PR #3544, opened 2026-08-01
Add PEP slash command

### LINKED ISSUE #3543: PEP Slashcommand with autocomplete
The autocomplete allows people to search for peps by name, which is much more convenient and common.

This is how I would handle the autocomplete:
- If the cached peps is an empty, fetch it and cache it.
- Implement some fuzzy searching to find related peps

Image

But I don't think I would PR this since I can't test it, so someone can take it up if they would like too.

Sacul0457:
Notes:
- I set the limit to `10` as I think `25` would be too many and clutter the screen
- I have not tested the code
- `get_pep_embed` needs a better name...

Issue: #3543

### DIFF
--- a/bot/exts/info/pep.py
+++ b/bot/exts/info/pep.py
@@ -14,7 +14,6 @@ log = get_logger(__name__)
 ICON_URL = "https://www.python.org/static/opengraph-icon-200x200.png"
 PEP_API_URL = "https://peps.python.org/api/peps.json"
 
-
 class PEPInfo(TypedDict):
     """
     Useful subset of the PEP API response.
@@ -47,7 +46,9 @@ class PythonEnhancementProposals(Cog):
         log.trace("Started refreshing PEP data.")
         async with self.bot.http_session.get(PEP_API_URL) as resp:
             if resp.status != 200:
-                log.warning("Fetching PEP data from PEP API failed with code %s", resp.status)
+                log.warning(
+                    "Fetching PEP data from PEP API failed with code %s",
+                resp.status)
                 return
             listing = await resp.json()
 
@@ -73,8 +74,11 @@ class PythonEnhancementProposals(Cog):
         return embed
 
     async def get_pep_embed(self, pep_number: int) -> Embed:
-        if self.last_refreshed_peps is None or (
-            (self.last_refreshed_peps + timedelta(hours=1)) <= datetime.now(tz=UTC) and len(str(pep_number)) < 5
+        if (
+            self.last_refreshed_peps is None or (
+                (self.last_refreshed_peps + timedelta(hours=1)) <= datetime.now(tz=UTC)
+                and len(str(pep_number)) < 5
+            )
         ):
             await self.refresh_pep_data()
 
--- a/bot/exts/info/pep.py
+++ b/bot/exts/info/pep.py
@@ -106,7 +106,7 @@ class PythonEnhancementProposals(Cog):
 
     @app_commands.command(name="pep")
     @app_commands.guild_only()
-    @app_commands.describe(pep_number="The pep number or the autocompleted pep")
+    @app_commands.describe(pep_number="PEP number or title")
     async def pep_slash_command(self, interaction: Interaction, pep_number: int) -> None:
         """Fetches information about a PEP and sends it to the channel."""
         embed = await self.get_pep_embed(pep_number)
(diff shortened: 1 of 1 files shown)


bot/exts/info/pep.py
```diff
@@ -93,9 +91,34 @@ async def pep_command(self, ctx: Context, pep_number: int) -> None:
...
+    @app_commands.guild_only()
+    @app_commands.describe(pep_number="The pep number or the autocompleted pep")
+    async def pep_slash_command(self, interaction: Interaction, pep_number: int) -> bool:
+        embed = await self.get_pep_embed(pep_number)
+        await interaction.response.send_message(embed=embed)
+
+    @pep_slash_command.autocomplete("pep_number")
+    async def pep_slash_command_autocomplete(self, interaction: Interaction, current: str) -> list[app_commands.Choice]:
+        if self.last_refreshed_peps is None:
+            await self.refresh_pep_data()
```
ChrisLovering: This doesn't do the `(self.last_refreshed_peps + timedelta(hours=1)) <= datetime.now(tz=UTC)` check that's in `get_pep_embed`. So `self.peps` below could be out of date.

Maybe we should move this logic into a shared function now, one that checks if `self.last_refreshed_peps` is over an hour out of date, if so refresh, if not just return.

bot/exts/info/pep.py
```diff
@@ -93,9 +91,34 @@ async def pep_command(self, ctx: Context, pep_number: int) -> None:
...
+
+        choices = {pep_id: pep_info["title"] for pep_id, pep_info in self.peps.items()}
```
ChrisLovering: This could be a instance variable, updated in `self.refresh_pep_data()` so that we don't have to run this every time they type a character.

ChrisLovering (changes requested):
nice change, a few comments, also I'd suggest installing the pre-commit hooks so that your changes get linted when you commit `uv run pre-commit install`

bot/exts/info/pep.py
Sacul0457: I didn't add that guard because it would require `and len(str(pep_number)) < 5` to be true too...
And tbh I'm not sure what that does here?

bot/exts/info/pep.py
Sacul0457: Sounds gud

Sacul0457: Done

bot/exts/info/pep.py
ChrisLovering: Since there aren't any peps over 5 digits long, that check means we don't refresh peps if that pep has no chance of existing anyway.

ChrisLovering (approved):

Sacul0457:
Thanks for approving! 

Someone should probably test this to see if it works tho

bot/exts/info/pep.py
```diff
@@ -93,9 +95,33 @@ async def pep_command(self, ctx: Context, pep_number: int) -> None:
...
+    @command(name="pep", aliases=("get_pep", "p"))
+    async def pep_command(self, ctx: Context, pep_number: int) -> None:
+        """Fetches information about a PEP and sends it to the channel."""
+        # Refresh the PEP data up to every hour, as e.g. the PEP status might have changed.
+        embed = await self.get_pep_embed(pep_number)
         await send_or_reply(ctx, embed)
 
+    @app_commands.command(name="pep")
+    @app_commands.guild_only()
+    @app_commands.describe(pep_number="The pep number or the autocompleted pep")
```
jb3: Could be a better description and use the correct casing for PEP, since this is describing what the user should input (not what it is coerced to)


```suggestion
    @app_commands.describe(pep_number="PEP number or title")
```

jb3 (commented):
This works fine from local testing, just one comment and the below

One thing that would be nice to change: if a user is filling out the autocomplete and enters a number (e.g. `522`) it'd be nice to shortcut and put that PEP to the top of the suggestion list, right now it tries to fuzzy find on it which means the results don't appear in the list at all.

Image

Ideally, we either add the result to the top of the list when a match is entered here, or we return only that PEP (only fuzzy finding when there are letters or spaces in the text).

jb3 (changes requested):
Meant to request changes, oops.

Sacul0457:
Done! I've chose to implement this:
> return only that PEP (only fuzzy finding when there are letters or spaces in the text).

jb3 (approved):

PR #3549, opened 2026-08-17
Fix getting of the "bad ticks" instructions for codeblocks

### LINKED ISSUE #3547: No "wrong ticks" instruction for one or more identical code blocks with the wrong ticks
## Description

When a user have sent one or more identical code block with ticks other than backticks with or without any language specifier, the bot says to "add a `py` after the three backticks", even when the language specifier is `py`, and don't mention about the wrong ticks.

## Reasons

The PR #3517 replaced the `_RE_CODE_BLOCK` pattern to `_REGEX_CODE_BLOCK` and set a `overlapped` flag to `True` on the [line 94](https://github.com/python-discord/bot/pull/3517/changes#diff-89ba6b33c402902497f3db64cc7d61e6170bc8ece860f476100513a252f8a014R94). As a result, a new bug (#3522) occurred: when a user had used the quotes that were placed in the formatted code block, the bot anyway considered it as the wrong-formatted code block. The bug was fixed then by the PR #3527 by doing a following check:

1. If there are code blocks with bad ticks, start to compare it with the other wrong code blocks
2. Consider the first found code with the wrong ticks block when comparing with other wrong code blocks as a valid one when:
    1. They're not the same
    2. They're have different content
    3. The comparable blocks doesn't contain the content of the block with the wrong ticks

Therefore, when a user have sent one code block with the wrong ticks, the bot sets `block` to `None` and the condition leads to the block with getting of the instruction for the missing language.

### Without the language specifier

An example of the processing of a code block without the language specifier

### With the `py` language specifier

An example of the processing of a code block with the py language specifier

### With the `c` language specifier

An example of the processing of a code block without the c language specifier

### When two code blocks are identical

An example of the processing of identical code blocks

## Expected behavior

An example of the expected processing of a code block

## Possible Solution

The solution I have found is to remove the `overlapped` flag and PR #3527's check. I'm not sure about the purpose of the `overlapped` flag, but seems it breaks nothing. The only case that depends of this is the [`test_should_recognize_contained_codeblock_even_if_that_breaks_formatting` unit test](https://github.com/python-discord/bot/pull/3517/changes#diff-46160e0afd9060bc82b837d1e74c07077c35f512a3ce98cf6034b5abca70fb65R33) created in the PR #3517. When I removed the `overlapped` flag, all still worked and no issues weren't noticed. After I removed the PR #3527's check, the instruction becomes correct: the bot says about the wrong ticks and the missing language specifier.

roli2py:
Also, because RE finding isn't overlapping now, the `test_should_recognize_contained_codeblock_even_if_that_breaks_formatting` unit test is failing. Not sure it's critical or not, so I marked it as expected to fail.

Closes #3547

### DIFF
--- a/bot/exts/info/codeblock/_instructions.py
+++ b/bot/exts/info/codeblock/_instructions.py
@@ -148,23 +148,7 @@ def get_instructions(content: str) -> str | None:
         instructions = _get_no_ticks_message(content)
     else:
         log.trace("Searching results for a code block with invalid ticks.")
-        bad_ticks = [block for block in blocks if block.tick != _parsing.BACKTICK]
-        block = None
-        if bad_ticks:
-            block = next(
-                (
-                    bad_tick
-                    for bad_tick in bad_ticks
-                    if any(
-                        block
-                        for block in blocks
-                        if block != bad_tick
-                        and bad_tick.content != block.content
-                        and bad_tick.content not in block.content
-                    )
-                ),
-                None,
-            )
+        block = next((block for block in blocks if block.tick != _parsing.BACKTICK), None)
 
         if block:
             log.trace("A code block exists but has invalid ticks.")
--- a/bot/exts/info/codeblock/_instructions.py
+++ b/bot/exts/info/codeblock/_instructions.py
@@ -148,7 +148,7 @@ def get_instructions(content: str) -> str | None:
         instructions = _get_no_ticks_message(content)
     else:
         log.trace("Searching results for a code block with invalid ticks.")
-        block = next((block for block in blocks if block.tick != _parsing.BACKTICK), None)
+        block = _parsing._get_block_with_invalid_ticks(blocks)
 
         if block:
             log.trace("A code block exists but has invalid ticks.")
--- a/tests/bot/exts/info/codeblock/test_instructions.py
+++ b/tests/bot/exts/info/codeblock/test_instructions.py
@@ -1,0 +1,93 @@
+import unittest
+from textwrap import dedent
+
+from bot.exts.info.codeblock import _instructions as instructions, _parsing as parsing
+
+
+class ProvideBadTicksInstructionsTest(unittest.TestCase):
+    def __assert_is_instructions_for_message_bad_ticks_one(self, message: str) -> None:
+        code_blocks = parsing.find_faulty_code_blocks(message)
+        self.assertIsNotNone(code_blocks)
+
+        # Type narrowing
+        if code_blocks is None:
+            return
+
+        code_block = next((block for block in code_blocks if block.tick != parsing.BACKTICK), None)
+        self.assertIsNotNone(code_block)
+
+        # Type narrowing
+        if code_block is None:
+            return
+
+        expected_instructions_text = instructions._get_bad_ticks_message(code_block)
+        self.assertIsInstance(expected_instructions_text, str)
+
+        # Type narrowing
+        if not isinstance(expected_instructions_text, str):
+            return
+
+        instructions_text = instructions.get_instructions(message)
+        self.assertIsInstance(instructions_text, str)
+
+        # Type narrowing
+        if not isinstance(instructions_text, str):
+            return
+
+        self.assertEqual(instructions_text, expected_instructions_text)
+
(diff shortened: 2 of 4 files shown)


bot/exts/info/codeblock/_instructions.py
```diff
@@ -148,23 +148,7 @@ def get_instructions(content: str) -> str | None:
...
-                        block
-                        for block in blocks
-                        if block != bad_tick
-                        and bad_tick.content != block.content
-                        and bad_tick.content not in block.content
-                    )
-                ),
-                None,
-            )
+        block = next((block for block in blocks if block.tick != _parsing.BACKTICK), None)
```
MarkKoz: Doesn't reverting this regress the fix for this issue? https://github.com/python-discord/bot/issues/3522

That issue may not have been fully covered by the unit tests.

tests/bot/exts/info/codeblock/test_parsing.py
```diff
@@ -30,6 +30,7 @@ def test_should_recognize_contained_codeblock(self):
         faulty_code_blocks = parsing.find_faulty_code_blocks(message)
         self.assertIsNone(faulty_code_blocks)
 
+    @unittest.expectedFailure
     def test_should_recognize_contained_codeblock_even_if_that_breaks_formatting(self):
```
MarkKoz, line 35: What would be the faulty code block here? I think this test shouldn't e an expected failure. Though if this is an edge case that's hard to fix, then I'm fine with letting this be a failure.

tests/bot/exts/info/codeblock/test_instructions.py
```diff
@@ -0,0 +1,93 @@
+import unittest
+from textwrap import dedent
+
+from bot.exts.info.codeblock import _instructions as instructions, _parsing as parsing
+
+
+class ProvideBadTicksInstructionsTest(unittest.TestCase):
+    def __assert_is_instructions_for_message_bad_ticks_one(self, message: str) -> None:
```
MarkKoz: Use a single underscore as a prefix, not a double underscore.

MarkKoz: This scope of this test is too large.

- Don't call `find_faulty_code_blocks` because that should be tested separately. Instead, construct code block objects yourself and provide them as inputs
- Don't do `next((block for block in code_blocks if block.tick != parsing.BACKTICK), None)` because this is copying what's in the implementation.
- Don't rely on calling a private method `_get_bad_ticks_message`. Find some heuristic to use when asserting the instructions text rather than doing an exact match.

tests/bot/exts/info/codeblock/test_instructions.py
```diff
@@ -0,0 +1,93 @@
...
+        instructions_text = instructions.get_instructions(message)
+        self.assertIsInstance(instructions_text, str)
+
+        # Type narrowing
+        if not isinstance(instructions_text, str):
+            return
+
+        self.assertEqual(instructions_text, expected_instructions_text)
+
+    def test_should_provide_when_no_lang_spec_and_bad_ticks_are_used(self) -> None:
```
MarkKoz: If find these test names confusing. What does "should provide" mean? Provide what?

MarkKoz (changes requested):

tests/bot/exts/info/codeblock/test_instructions.py
roli2py: Why? This method is test-case-specific and I think we can just leave with double underscore. As I understand, a single underscore is used when we need to use objects internally, for example, within the module and not only in the class.

UPD: rephrased the last sentence

tests/bot/exts/info/codeblock/test_parsing.py
roli2py: I think it's an edge case, but I don't really know. I tried to figure out how to fix it, but it seems adding a lot of code and, therefore, an overwhelm.

tests/bot/exts/info/codeblock/test_instructions.py
roli2py: I'll fix it

PR #3550, opened 2026-08-20
Fix !pypi replies

### LINKED ISSUE #3542: Replying to a post with `!pypi` does not cause the bot to reply to the replied post.
## Description
If you invoke `!pypi` as a response to a message it should trigger the bot to reply to the original message as it does with `!learn`, `!resources`, and others. (I understand that `!rules` was explicitly not included in this but AFAIK that was the only explicit exclusion.)

## Steps to Reproduce
Reply to a message while invoking  the `!pypi` command.

## Expected Behaviour
The message that was replied to should also be replied to by the bot with the response to the `!pypi` command.

## Actual Behaviour
The bot does not reply to the original message and the output of `!pypi` is a standalone message.

## Known Impacted Platforms

- [x] Web
- [x] Desktop
- [x] Android App
- [x] iOS App

## Possible Solutions
Port the functionality from other, similar, commands to `!pypi`

## Would you like to implement a fix?

***Note: For high-priority or critical bugs, fixes may be implemented by staff.***

- [ ] I'd like to implement the bug fix
- [X] Anyone can implement the bug fix

Kaztral-ar:
Fixes an issue where the !pypi command does not reply to the message that the user is replying to.

This changes the command to use the same reply behavior as other commands like !learn and !resources.

Fixes #3542

### DIFF
--- a/bot/exts/info/pypi.py
+++ b/bot/exts/info/pypi.py
@@ -13,7 +13,7 @@ from bot.bot import Bot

## EXERCISE OBJECTIVE
Reproduce, line for line, the material, starting at its first line, and end once the line holding "Useful subset of the PEP API response." has been output.

## EXERCISE ANSWER
PR #3544, opened 2026-08-01
Add PEP slash command

### LINKED ISSUE #3543: PEP Slashcommand with autocomplete
The autocomplete allows people to search for peps by name, which is much more convenient and common.

This is how I would handle the autocomplete:
- If the cached peps is an empty, fetch it and cache it.
- Implement some fuzzy searching to find related peps

Image

But I don't think I would PR this since I can't test it, so someone can take it up if they would like too.

Sacul0457:
Notes:
- I set the limit to `10` as I think `25` would be too many and clutter the screen
- I have not tested the code
- `get_pep_embed` needs a better name...

Issue: #3543

### DIFF
--- a/bot/exts/info/pep.py
+++ b/bot/exts/info/pep.py
@@ -14,7 +14,6 @@ log = get_logger(__name__)
 ICON_URL = "https://www.python.org/static/opengraph-icon-200x200.png"
 PEP_API_URL = "https://peps.python.org/api/peps.json"
 
-
 class PEPInfo(TypedDict):
     """
     Useful subset of the PEP API response.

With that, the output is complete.